On systems with NVIDIA Olympus cores, a Device-nGnR* load can be
observed by a peripheral before an older, non-overlapping Device-nGnR*
store to the same peripheral. This breaks the program-order guarantee
that software expects for Device-nGnR* accesses and can leave a
peripheral in an incorrect state, as a load is observed before an
earlier store takes effect.

The erratum can occur only when all of the following apply:

  - A PE executes a Device-nGnR* store followed by a younger
    Device-nGnR* load.
  - The store is not a store-release.
  - The accesses target the same peripheral and do not overlap in bytes.
  - There is at most one intervening Device-nGnR* store in program
    order, and there are no intervening Device-nGnR* loads.
  - There is no DSB, and no DMB that orders loads, between the store and
    the load.
  - Specific micro-architectural and timing conditions occur.

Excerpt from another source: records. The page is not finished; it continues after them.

PR #13705, opened 2025-04-22
Remove recursive deferred in bundler code

nachocodoner:
This PR applies [a folder removal method](https://github.com/meteor/meteor/pull/13680/commits/0e97299a96bcab9c87de32d69132f2b69edd31bc) from @italojs, which only renames the folder instead of waiting for full removal. This is usually enough for caches or most file contexts.

I tested it in one spot; it's clearly faster. While it may not help much in single cases, parts of the code remove Meteor package contexts in a loop, where the speedup will be  more noticeable. I don't think we're dealing with many milliseconds of improvement, but any improvement is worth a refactor.

Just a single spot and the proof is faster:

image

---

We could apply in other parts of the code, basically replacing `rm_recursive` per `rm_recursive_deferred`, but my plan is just to focus on bundler code.

### DIFF
--- a/tools/isobuild/isopack-cache.js
+++ b/tools/isobuild/isopack-cache.js
@@ -83,19 +83,19 @@ export class IsopackCache {
       // Wipe specific packages.
       for (const packageName of packages) {
         if (self.cacheDir) {
-          await files.rm_recursive(self._isopackDir(packageName));
+          await files.rm_recursive_deferred(self._isopackDir(packageName));
         }
         if (self._pluginCacheDirRoot) {
-          await files.rm_recursive(self._pluginCacheDirForPackage(packageName));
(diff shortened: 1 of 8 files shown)


tools/isobuild/isopack-cache.js
```diff
@@ -351,7 +351,7 @@ export class IsopackCache {
         } else {
           // Nope! Compile it again. Give it a fresh plugin cache.
           if (pluginCacheDir) {
-            await files.rm_recursive(pluginCacheDir);
+            await files.rm_recursive_deferred(pluginCacheDir);
```
nachocodoner, line 354: Many of these rm_recursive happens in a loop of all Meteor packages, which will get the most of gain.

italojs (approved):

Promote the raw MMIO store helpers (__raw_writeb/w/l/q) from plain str*
to stlr* (Store-Release), which removes the "store is not a
store-release" condition for every device write the kernel issues.
Because writel() and writel_relaxed() are both built on __raw_writel()
in asm-generic/io.h, patching the raw variants covers both the
non-relaxed and relaxed APIs without touching the higher layers. Note
that writel()'s own barrier sits before the store, so it does not order
the store against a subsequent readl(); the store-release promotion is
what provides that ordering.

Like ARM64_ERRATUM_832075 on the load side, the change is gated on a new
ARM64_WORKAROUND_DEVICE_STORE_RELEASE capability and only activated on
parts that match MIDR_NVIDIA_OLYMPUS, so unaffected CPUs continue to use
the plain str* sequence.

Note: stlr* only supports base-register addressing, so affected CPUs use
a base-register stlr* path. Unaffected CPUs keep the original
offset-addressed str* sequence introduced by commit d044d6ba6f02
("arm64: io: permit offset addressing").

The __const_memcpy_toio_aligned32() and __const_memcpy_toio_aligned64()
helpers are left unchanged. These helpers are intended for
write-combining mappings, which are Normal-NC on arm64. Replacing their
contiguous str* groups would defeat the write-combining behavior used to
improve store performance.

Co-developed-by: Vikram Sethi <vsethi@nvidia.com>
Signed-off-by: Vikram Sethi <vsethi@nvidia.com>
Signed-off-by: Shanker Donthineni <sdonthineni@nvidia.com>
Reviewed-by: Catalin Marinas <catalin.marinas@arm.com>
---
Changes since v2:
  - Reworked the raw MMIO write helpers so unaffected CPUs keep the
    existing offset-addressed STR sequence, while affected CPUs use the
    base-register STLR path.
  - Updated the commit message to match the code changes.
  - Rebased on top of the arm64 for-next/errata branch:
    https://git.kernel.org/pub/scm/linux/kernel/git/arm64/linux.git/log/?h=for-next/errata

Changes since v1:
  - Updated the commit message based on feedback from Vladimir Murzin.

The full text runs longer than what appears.